◆ **What is being asked**
Below are some records. Print exactly the lines between the one holding "PR #7893, opened 2015-04-09" and the one holding "Fix target folders", inclusive, and nothing else.

**** Records supplied ****

PR #7873, opened 2015-04-07
Update hosted-git-info and the many related modules

iarna:
All so that hosted git normalization doesn't change protocols on us.


othiym23:
Closing in favor of #7907, which has all my changes to take advantage of these updates and a bunch more context about why the updates happened. Thanks a ton for doing all this work, Rebecca!

PR #7893, opened 2015-04-09
test/tap-slow: pull out slow tests into own dir

smikes:
create slow test dir 
run builtin-config in tmp dir 
move builtin-config and registry to tap-slow


othiym23:
"Slow vs test" isn't a great partitioning of the tests – better to increase the overall timeout so that the tests have enough time to run, and then partition the tests into "unit" and "functional", which have no external dependencies (network or programs), and "integration" (which depend on external resources). Thanks for putting this together, though!

PR #7920, opened 2015-04-11
Fix target folders for peerDependencies of scoped packages.

### LINKED ISSUE #7454: Peer dependencies of namespaced packages installed wrong
When installing a package with a namespace, e.g. @foo/mymodule, if it has a peer dependency that doesn't exist, that dependency is installed automatically. However, it is installed into ./node_modules/node_modules/package instead of ./node_modules/package, giving a directory tree like this:

    package.json
    node_modules
        @foo
            mymodule
                package.json
        node_modules
            peer
                package.json

ewie:
Package scopes cause an additional level in the tree structure which
must be considered when resolving the target folders of a package's
peerDependencies.

Fixes #7454.

### DIFF
--- a/lib/install.js
+++ b/lib/install.js
@@ -1128,7 +1128,12 @@ function write (target, targetFolder, context, cb_) {
               "in npm 3+. Your application will need to depend on it explicitly."
             ], pd+","+data.name)
         })
-        var pdTargetFolder = path.resolve(targetFolder, "..", "..")
+
+        // Package scopes cause an addditional tree level which needs to be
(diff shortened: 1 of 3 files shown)


othiym23:
Rebased and landed as b0273190c71eba14395ddfdd1d9f7ba625297523 (with a few tweaks as 649e31ae4fd02568bae5dc6b4ea783431ce3d63e – I'm trying to future-proof how npm deals with scoped packages a little by standardizing how we test for scopedness). This is a great find, as we're very close to rolling out support for scoped packages on the registry, so thank you very much for putting this together!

****

◆ **Finished exercise**
PR #7893, opened 2015-04-09
test/tap-slow: pull out slow tests into own dir

smikes:
create slow test dir 
run builtin-config in tmp dir 
move builtin-config and registry to tap-slow


othiym23:
"Slow vs test" isn't a great partitioning of the tests – better to increase the overall timeout so that the tests have enough time to run, and then partition the tests into "unit" and "functional", which have no external dependencies (network or programs), and "integration" (which depend on external resources). Thanks for putting this together, though!

PR #7920, opened 2015-04-11
Fix target folders for peerDependencies of scoped packages.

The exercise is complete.